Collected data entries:
━━━━

PR #152, opened 2018-01-22
PAR-1105: Switch organisation details link based upon partnership status

jon-edery:
Mapping to journey contextual rules (based on the partnership application state) :

Confirmed partnerships map apply journey.
Unconfirmed map to the (old) update journey

### DIFF
--- a/web/modules/custom/par_data/src/Views/ParDataViewsData.php
+++ b/web/modules/custom/par_data/src/Views/ParDataViewsData.php
@@ -78,6 +78,16 @@ class ParDataViewsData extends EntityViewsData implements EntityViewsDataInterfa
       ],
     ];
 
+    // PAR Partnership Flow Link.
+    $data[$this->entityType->getDataTable()]['par_partnership_flow_link'] = [
+      'title' => t('PAR Partnership Flow Link'),
+      'field' => [
+        'title' => t('PAR Partnership Flow Link'),
+        'help' => t('Provides a link to the relevant partnership journey determined by the partnership status.'),
+        'id' => 'par_partnership_flow_link',
+      ],
+    ];
+
     // Custom filter for Par Membership checks.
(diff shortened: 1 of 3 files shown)


kalpaitch:
Just as a thought, we can do this entire thing without writing any code:
screenshot from 2018-01-23 13-13-33
screenshot from 2018-01-23 13-11-30

stemount:
Let's bash heads together on this tomorrow it may be valid as a plugin but lets see how well this no results thing is as that would be a winner.

jon-edery:
The config option would work for access control but would not factor in the partnership state. Personally

stemount:
This PR has been merged and tested in conjunction w/ PAR-1104.

stemount:
RE: above comments about empty links, partnership status etc…

3 Par Flow Links and create a custom field with the output of all of them?

{{par_link_1}} /authority-details (if active and PA, allow)
{{par_link_2}} /organisation-details (if partnership active, allow)
{{par_link_3}} /new-apply-journey/whatever/url (if partnership pending, allow this link)

then modify the access callback to controlling if these links are hidden or not.

This would get rid of the double links-gate.

primary_authority_register___pending_applications___primary_authority_register

web/modules/custom/par_data/src/Views/ParDataViewsData.php
```diff
@@ -78,6 +78,16 @@ public function getViewsData() {
       ],
     ];
 
+    // PAR Partnership Flow Link.
+    $data[$this->entityType->getDataTable()]['par_partnership_flow_link'] = [
```
kalpaitch: Should conditionally apply this to partnership entities only.

kalpaitch:
Closing as this is now incorporated into PR https://github.com/UKGovernmentBEIS/beis-primary-authority-register/pull/158

PR #158, opened 2018-01-24
PAR-1104: See pending applications view.

stemount:
This branch has merged PAR-1105 in to maintain the fields.

primary_authority_register___primary_authority_register

primary_authority_register___pending_applications___primary_authority_register

### DIFF
--- a/web/modules/custom/par_data/src/Plugin/views/field/ParPartnershipFlowLink.php
+++ b/web/modules/custom/par_data/src/Plugin/views/field/ParPartnershipFlowLink.php
@@ -1,0 +1,109 @@
+<?php
+
+/**
+ * @file
+ * Definition of Drupal\par_data\Plugin\views\field\ParPartnershipsCombinedStatusField
+ */
+
+namespace Drupal\par_data\Plugin\views\field;
+
+use Drupal\Component\Utility\Html;
+use Drupal\Core\Link;
+use Drupal\Core\Url;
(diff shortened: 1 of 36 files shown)


web/modules/custom/par_data/src/Views/ParDataViewsData.php
```diff
@@ -78,6 +78,16 @@ public function getViewsData() {
       ],
     ];
 
+    // PAR Partnership Flow Link.
+    $data[$this->entityType->getDataTable()]['par_partnership_flow_link'] = [
```
kalpaitch: If we do this we should conditionally add to only the partnership entity.

web/modules/custom/par_data/src/Plugin/views/field/ParPartnershipFlowLink.php
```diff
@@ -0,0 +1,109 @@
...
+use Drupal\Core\Form\FormStateInterface;
+
+/**
+ * Field handler to get the PAR Partnership journey links.
+ *
+ * @ingroup views_field_handlers
+ *
+ * @ViewsField("par_partnership_flow_link")
+ */
+class ParPartnershipFlowLink extends FieldPluginBase {
```
kalpaitch: Still leaning on thinkin we should probably try to achieve this without writing a new views field specifically for partnerhips.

━━━━

■ **PROBLEM REQUIREMENTS**:
From the entries, copy every line in which the word "merged" occurs.

■ **RESULT FOR THIS EXERCISE**:
This PR has been merged and tested in conjunction w/ PAR-1104.
This branch has merged PAR-1105 in to maintain the fields.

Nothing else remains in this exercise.